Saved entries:
++++

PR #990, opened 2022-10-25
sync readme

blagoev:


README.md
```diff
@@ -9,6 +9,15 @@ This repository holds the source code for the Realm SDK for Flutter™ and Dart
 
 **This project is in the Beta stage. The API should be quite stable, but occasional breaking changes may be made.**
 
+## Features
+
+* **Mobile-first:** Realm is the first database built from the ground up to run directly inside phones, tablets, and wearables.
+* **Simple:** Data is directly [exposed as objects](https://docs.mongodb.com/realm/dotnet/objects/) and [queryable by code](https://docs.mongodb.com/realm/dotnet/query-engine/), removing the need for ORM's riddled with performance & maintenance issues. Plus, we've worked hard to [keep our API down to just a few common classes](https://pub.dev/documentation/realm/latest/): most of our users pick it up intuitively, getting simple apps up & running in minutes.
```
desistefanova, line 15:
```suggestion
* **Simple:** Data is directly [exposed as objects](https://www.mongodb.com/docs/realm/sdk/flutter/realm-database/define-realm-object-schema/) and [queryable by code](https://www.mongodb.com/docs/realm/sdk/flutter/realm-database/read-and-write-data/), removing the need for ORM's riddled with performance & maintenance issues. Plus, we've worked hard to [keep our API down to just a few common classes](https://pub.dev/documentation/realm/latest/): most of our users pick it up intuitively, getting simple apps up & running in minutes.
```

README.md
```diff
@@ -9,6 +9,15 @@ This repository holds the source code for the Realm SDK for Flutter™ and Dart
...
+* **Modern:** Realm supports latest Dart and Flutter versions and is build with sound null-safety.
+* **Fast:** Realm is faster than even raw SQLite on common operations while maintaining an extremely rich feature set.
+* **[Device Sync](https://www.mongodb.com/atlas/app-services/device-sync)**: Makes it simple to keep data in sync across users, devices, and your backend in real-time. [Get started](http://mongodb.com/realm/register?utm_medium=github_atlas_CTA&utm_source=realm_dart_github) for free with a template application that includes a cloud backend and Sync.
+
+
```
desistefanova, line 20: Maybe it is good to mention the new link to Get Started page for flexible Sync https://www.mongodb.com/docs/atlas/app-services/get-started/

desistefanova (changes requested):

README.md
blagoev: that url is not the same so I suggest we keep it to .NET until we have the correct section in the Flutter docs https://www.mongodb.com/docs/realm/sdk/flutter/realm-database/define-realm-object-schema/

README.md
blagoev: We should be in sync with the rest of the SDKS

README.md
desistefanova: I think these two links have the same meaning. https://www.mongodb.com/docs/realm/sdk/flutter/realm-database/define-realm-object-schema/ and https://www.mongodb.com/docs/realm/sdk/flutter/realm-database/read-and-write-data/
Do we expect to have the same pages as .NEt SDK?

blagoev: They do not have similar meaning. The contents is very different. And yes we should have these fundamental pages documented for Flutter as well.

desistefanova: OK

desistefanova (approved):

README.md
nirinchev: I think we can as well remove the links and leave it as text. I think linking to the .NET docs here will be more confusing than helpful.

++++

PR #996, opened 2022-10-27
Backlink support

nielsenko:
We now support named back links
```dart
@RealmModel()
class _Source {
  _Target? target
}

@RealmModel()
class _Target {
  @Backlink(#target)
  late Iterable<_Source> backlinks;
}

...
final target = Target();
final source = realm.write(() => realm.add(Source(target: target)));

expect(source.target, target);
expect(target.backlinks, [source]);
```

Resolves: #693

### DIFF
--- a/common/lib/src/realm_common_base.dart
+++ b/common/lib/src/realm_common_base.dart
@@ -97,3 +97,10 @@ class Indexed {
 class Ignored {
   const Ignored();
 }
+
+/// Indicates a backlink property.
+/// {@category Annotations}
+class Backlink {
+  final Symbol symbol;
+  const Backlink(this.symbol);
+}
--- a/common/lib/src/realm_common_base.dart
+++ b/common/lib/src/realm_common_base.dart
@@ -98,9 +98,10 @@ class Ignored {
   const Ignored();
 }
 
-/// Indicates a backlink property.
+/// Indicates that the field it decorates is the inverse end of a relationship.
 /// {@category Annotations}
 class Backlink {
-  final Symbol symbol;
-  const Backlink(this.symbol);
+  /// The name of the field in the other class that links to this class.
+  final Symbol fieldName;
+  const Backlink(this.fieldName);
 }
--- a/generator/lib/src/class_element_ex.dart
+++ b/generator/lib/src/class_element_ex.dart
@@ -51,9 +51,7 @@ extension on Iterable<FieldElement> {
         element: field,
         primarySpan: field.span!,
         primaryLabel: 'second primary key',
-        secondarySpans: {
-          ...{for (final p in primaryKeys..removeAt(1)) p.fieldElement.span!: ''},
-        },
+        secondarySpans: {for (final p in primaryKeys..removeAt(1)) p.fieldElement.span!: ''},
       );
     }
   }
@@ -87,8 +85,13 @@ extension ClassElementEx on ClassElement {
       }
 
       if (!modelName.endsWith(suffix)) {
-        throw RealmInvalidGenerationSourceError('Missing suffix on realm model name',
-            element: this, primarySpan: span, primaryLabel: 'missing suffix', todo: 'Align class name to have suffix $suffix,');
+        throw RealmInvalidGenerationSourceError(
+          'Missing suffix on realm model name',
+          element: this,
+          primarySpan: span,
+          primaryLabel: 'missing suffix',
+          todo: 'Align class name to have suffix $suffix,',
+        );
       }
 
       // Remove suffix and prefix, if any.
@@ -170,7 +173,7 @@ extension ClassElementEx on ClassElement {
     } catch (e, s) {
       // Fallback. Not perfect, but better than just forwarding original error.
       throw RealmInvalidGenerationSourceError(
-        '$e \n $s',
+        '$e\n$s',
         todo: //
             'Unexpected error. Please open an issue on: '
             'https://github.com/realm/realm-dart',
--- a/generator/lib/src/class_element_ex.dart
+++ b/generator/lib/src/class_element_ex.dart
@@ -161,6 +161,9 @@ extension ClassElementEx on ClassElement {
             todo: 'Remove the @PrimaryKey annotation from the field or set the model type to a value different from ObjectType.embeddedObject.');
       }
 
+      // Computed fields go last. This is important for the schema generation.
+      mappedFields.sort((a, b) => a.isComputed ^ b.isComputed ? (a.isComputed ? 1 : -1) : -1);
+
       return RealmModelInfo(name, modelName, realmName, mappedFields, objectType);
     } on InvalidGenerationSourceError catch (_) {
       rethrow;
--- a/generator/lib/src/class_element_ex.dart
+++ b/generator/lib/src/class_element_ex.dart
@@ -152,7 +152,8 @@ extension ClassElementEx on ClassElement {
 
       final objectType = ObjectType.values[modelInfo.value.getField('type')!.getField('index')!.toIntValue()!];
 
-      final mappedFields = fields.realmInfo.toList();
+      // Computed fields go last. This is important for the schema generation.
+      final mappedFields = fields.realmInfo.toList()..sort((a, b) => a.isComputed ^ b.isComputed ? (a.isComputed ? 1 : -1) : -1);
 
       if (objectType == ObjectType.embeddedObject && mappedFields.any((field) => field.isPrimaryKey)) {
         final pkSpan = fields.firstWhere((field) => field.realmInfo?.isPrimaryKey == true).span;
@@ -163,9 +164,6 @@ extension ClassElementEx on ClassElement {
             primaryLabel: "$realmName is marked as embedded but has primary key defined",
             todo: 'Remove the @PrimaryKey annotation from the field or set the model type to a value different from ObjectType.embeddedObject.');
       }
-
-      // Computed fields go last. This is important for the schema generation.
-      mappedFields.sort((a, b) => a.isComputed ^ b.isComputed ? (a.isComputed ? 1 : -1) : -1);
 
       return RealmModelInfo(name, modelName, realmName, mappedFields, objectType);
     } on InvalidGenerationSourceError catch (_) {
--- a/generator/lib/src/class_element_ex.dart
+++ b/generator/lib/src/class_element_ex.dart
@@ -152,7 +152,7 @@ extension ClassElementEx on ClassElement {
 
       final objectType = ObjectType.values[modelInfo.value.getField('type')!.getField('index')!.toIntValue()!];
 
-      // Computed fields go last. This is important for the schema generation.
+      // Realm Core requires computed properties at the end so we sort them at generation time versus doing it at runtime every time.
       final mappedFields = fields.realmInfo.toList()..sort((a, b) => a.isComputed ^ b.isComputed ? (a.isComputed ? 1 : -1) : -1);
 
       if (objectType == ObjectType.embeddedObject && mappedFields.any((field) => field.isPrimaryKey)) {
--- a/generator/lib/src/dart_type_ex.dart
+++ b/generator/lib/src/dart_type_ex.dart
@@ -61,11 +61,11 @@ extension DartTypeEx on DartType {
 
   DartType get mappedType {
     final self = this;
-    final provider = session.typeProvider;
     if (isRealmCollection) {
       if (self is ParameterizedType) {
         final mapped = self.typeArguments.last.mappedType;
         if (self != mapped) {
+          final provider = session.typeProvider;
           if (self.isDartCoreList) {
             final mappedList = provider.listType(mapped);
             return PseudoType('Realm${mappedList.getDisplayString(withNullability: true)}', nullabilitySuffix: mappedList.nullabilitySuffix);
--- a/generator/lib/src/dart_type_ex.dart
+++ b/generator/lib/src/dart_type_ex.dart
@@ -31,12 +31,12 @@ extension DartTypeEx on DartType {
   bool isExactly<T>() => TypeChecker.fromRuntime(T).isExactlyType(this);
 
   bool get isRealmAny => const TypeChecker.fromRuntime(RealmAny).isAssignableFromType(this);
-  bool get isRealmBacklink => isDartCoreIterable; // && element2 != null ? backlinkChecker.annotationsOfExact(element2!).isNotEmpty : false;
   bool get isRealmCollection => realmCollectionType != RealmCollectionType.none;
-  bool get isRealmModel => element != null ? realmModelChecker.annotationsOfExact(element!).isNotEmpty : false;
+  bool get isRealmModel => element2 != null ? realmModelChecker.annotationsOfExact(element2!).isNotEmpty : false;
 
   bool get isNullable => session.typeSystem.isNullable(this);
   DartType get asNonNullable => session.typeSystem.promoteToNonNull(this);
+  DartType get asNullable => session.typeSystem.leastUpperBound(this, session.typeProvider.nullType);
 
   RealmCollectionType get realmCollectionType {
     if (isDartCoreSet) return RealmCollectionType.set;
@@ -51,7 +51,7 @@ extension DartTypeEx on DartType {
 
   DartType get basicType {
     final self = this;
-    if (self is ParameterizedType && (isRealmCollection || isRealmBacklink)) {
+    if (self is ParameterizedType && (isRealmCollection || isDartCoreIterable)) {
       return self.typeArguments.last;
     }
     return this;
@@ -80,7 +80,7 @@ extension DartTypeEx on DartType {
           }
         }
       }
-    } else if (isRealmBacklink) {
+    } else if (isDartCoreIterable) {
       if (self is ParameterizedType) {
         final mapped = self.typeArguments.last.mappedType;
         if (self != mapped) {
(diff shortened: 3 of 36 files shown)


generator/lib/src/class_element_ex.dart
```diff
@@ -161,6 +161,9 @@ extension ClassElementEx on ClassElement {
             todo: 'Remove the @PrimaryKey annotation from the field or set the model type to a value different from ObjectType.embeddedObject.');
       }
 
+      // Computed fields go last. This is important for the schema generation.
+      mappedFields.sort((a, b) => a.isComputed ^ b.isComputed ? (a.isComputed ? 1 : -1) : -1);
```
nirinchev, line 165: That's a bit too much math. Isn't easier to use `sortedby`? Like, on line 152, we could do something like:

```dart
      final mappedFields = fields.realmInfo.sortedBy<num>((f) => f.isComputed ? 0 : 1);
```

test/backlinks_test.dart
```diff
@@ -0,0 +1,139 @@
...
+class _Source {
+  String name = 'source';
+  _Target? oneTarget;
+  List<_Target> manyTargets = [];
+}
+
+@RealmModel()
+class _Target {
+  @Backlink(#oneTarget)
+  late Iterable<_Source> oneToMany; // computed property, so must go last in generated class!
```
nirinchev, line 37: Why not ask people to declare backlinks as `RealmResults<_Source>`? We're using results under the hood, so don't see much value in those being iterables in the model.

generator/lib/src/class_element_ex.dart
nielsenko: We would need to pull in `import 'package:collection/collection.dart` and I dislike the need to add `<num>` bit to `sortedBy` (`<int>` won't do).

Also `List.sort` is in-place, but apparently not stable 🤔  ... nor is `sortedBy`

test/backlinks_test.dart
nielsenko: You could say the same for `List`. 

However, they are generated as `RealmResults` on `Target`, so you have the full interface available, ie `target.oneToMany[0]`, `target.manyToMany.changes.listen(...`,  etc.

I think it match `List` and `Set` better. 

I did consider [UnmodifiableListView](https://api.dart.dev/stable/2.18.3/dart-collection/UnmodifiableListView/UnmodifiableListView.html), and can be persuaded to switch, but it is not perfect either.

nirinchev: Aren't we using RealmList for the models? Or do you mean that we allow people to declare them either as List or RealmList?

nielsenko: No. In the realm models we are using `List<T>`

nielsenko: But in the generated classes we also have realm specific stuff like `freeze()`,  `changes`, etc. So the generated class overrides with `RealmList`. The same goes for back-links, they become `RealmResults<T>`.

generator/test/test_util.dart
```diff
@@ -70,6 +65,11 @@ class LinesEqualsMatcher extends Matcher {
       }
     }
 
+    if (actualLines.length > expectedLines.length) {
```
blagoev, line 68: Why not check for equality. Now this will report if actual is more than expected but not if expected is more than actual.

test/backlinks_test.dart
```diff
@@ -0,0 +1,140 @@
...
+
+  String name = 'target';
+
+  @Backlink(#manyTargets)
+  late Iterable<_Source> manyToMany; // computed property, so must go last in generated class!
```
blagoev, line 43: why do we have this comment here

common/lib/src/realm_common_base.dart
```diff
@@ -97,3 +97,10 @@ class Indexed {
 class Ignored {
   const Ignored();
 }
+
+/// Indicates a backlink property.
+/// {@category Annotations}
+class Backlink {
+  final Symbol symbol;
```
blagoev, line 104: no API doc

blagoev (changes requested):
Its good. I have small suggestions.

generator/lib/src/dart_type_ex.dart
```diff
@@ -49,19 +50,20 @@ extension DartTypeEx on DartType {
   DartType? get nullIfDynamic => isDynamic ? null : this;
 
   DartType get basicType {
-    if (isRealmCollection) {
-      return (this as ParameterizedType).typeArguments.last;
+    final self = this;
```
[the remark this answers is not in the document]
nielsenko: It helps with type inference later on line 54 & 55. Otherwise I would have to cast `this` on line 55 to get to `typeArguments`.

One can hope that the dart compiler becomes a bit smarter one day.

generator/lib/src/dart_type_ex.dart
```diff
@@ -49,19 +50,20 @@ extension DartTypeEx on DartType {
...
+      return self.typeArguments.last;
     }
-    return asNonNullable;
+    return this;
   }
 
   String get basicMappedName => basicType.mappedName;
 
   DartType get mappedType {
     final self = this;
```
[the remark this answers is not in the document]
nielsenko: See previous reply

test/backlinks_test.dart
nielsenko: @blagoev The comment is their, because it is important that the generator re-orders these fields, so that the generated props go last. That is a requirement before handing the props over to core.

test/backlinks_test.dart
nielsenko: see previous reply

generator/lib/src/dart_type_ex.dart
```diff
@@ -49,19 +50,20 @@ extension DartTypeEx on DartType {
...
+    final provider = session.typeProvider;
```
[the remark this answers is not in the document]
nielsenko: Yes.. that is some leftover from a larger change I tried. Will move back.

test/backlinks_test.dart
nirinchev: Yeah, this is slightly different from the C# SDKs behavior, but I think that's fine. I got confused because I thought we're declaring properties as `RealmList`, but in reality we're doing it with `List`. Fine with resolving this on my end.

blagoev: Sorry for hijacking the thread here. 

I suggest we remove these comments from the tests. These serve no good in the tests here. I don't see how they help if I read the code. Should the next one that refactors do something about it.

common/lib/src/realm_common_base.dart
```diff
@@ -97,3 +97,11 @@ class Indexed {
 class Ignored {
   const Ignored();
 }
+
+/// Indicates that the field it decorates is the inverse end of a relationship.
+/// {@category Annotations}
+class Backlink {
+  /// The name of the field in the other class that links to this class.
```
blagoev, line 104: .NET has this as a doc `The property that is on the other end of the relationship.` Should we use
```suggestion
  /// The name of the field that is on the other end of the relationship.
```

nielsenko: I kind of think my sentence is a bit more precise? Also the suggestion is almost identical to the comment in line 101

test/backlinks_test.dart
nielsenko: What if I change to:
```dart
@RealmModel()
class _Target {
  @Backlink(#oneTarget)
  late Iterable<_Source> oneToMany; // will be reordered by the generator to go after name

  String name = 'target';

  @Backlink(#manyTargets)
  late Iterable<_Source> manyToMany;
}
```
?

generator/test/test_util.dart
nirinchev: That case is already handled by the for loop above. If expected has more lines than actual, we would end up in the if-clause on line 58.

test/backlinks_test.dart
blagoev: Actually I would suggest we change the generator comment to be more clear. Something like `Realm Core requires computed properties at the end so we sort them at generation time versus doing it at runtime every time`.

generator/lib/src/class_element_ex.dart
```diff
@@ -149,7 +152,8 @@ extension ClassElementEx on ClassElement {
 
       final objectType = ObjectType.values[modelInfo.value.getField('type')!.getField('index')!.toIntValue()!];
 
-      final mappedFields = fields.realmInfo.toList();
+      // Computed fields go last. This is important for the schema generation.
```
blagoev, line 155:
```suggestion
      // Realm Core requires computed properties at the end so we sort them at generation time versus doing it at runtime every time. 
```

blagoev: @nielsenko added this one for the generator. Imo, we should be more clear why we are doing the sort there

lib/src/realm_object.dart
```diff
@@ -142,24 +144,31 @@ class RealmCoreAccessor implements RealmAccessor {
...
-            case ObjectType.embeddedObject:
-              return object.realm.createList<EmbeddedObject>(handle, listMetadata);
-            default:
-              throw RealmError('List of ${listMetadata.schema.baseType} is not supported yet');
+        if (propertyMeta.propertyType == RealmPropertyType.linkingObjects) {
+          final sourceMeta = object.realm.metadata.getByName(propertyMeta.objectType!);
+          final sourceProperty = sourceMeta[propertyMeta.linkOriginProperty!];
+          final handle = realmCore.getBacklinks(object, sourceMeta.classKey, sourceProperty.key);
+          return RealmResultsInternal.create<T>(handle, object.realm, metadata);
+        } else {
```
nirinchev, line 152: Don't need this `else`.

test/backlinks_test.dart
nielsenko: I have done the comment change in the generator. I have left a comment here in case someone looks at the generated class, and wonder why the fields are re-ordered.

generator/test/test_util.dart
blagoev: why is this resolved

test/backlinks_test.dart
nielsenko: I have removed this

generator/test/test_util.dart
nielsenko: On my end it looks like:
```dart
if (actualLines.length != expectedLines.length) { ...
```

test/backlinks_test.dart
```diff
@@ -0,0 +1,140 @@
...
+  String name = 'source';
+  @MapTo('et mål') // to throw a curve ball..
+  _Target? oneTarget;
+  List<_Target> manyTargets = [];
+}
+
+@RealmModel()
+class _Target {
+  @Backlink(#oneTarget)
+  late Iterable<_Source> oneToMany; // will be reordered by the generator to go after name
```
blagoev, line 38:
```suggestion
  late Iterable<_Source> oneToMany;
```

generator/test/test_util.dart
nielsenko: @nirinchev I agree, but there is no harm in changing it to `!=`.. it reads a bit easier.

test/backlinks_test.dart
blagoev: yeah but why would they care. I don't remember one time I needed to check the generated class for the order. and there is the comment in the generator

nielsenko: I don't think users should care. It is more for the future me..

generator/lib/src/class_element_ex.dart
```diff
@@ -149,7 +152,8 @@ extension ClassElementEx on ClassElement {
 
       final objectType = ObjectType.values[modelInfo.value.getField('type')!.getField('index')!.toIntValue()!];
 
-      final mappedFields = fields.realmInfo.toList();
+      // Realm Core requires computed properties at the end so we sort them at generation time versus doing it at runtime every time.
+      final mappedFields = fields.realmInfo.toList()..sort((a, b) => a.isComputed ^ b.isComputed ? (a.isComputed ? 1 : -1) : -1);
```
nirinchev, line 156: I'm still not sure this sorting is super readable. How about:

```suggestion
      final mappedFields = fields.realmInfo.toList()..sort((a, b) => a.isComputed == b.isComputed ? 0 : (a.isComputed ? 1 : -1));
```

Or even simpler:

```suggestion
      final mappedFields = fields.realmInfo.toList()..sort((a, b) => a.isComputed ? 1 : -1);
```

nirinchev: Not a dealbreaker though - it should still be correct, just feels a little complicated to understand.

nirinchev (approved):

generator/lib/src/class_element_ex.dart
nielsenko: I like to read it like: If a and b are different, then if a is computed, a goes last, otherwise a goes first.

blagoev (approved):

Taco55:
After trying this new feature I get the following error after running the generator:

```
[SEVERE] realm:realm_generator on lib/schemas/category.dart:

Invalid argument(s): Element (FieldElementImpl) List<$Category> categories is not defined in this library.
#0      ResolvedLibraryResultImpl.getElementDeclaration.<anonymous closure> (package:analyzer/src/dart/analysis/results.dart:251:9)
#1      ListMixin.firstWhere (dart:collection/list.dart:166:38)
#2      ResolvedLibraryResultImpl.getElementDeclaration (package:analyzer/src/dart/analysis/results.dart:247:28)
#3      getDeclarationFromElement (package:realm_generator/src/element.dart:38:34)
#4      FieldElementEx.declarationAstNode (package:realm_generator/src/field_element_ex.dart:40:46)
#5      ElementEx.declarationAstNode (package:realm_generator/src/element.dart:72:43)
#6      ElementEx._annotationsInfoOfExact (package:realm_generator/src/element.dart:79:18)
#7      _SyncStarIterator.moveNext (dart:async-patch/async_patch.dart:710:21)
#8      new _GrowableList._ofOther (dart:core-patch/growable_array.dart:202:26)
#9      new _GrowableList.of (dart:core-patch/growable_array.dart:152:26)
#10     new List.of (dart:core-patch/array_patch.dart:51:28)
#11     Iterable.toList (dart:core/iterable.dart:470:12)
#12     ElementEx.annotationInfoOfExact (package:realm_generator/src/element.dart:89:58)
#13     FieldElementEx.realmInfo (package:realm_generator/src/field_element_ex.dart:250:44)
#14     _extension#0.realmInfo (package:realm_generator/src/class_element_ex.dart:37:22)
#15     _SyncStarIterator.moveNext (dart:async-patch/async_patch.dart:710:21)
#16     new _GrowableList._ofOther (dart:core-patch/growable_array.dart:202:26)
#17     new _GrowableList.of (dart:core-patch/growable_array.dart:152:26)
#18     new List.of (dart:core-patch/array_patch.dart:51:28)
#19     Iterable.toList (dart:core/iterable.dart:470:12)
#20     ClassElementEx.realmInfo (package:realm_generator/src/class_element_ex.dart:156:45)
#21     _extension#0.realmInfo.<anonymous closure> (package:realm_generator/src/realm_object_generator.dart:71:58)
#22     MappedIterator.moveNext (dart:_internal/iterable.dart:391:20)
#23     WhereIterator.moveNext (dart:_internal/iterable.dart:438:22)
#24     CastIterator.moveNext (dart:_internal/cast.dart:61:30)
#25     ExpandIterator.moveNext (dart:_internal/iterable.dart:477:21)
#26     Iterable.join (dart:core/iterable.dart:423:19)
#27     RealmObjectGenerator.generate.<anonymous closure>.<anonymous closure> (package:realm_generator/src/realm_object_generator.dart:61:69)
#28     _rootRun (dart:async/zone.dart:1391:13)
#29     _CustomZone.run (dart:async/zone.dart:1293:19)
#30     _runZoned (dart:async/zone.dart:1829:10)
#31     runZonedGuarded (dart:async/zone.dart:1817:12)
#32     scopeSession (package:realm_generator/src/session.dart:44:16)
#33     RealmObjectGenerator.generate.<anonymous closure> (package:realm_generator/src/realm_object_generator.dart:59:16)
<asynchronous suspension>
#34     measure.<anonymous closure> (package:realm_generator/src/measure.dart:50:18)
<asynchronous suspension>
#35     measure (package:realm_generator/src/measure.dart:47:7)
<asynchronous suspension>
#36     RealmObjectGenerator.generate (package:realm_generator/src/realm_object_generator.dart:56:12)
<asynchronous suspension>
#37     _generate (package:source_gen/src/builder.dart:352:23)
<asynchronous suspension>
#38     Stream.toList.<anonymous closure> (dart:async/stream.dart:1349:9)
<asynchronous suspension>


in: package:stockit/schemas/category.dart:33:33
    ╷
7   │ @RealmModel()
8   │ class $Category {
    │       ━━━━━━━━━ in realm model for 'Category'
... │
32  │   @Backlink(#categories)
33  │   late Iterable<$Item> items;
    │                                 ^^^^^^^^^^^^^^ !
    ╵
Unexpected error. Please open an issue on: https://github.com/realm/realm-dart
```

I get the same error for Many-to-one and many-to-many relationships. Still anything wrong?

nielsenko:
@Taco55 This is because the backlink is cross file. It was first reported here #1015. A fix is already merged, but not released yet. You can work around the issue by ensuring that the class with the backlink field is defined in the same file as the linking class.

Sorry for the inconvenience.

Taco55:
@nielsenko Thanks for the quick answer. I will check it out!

++++

## Exercise aim
Lines from the entries that contain the word "correct" are what the answer must hold.

## Solved problem
blagoev: that url is not the same so I suggest we keep it to .NET until we have the correct section in the Flutter docs https://www.mongodb.com/docs/realm/sdk/flutter/realm-database/define-realm-object-schema/
nirinchev: Not a dealbreaker though - it should still be correct, just feels a little complicated to understand.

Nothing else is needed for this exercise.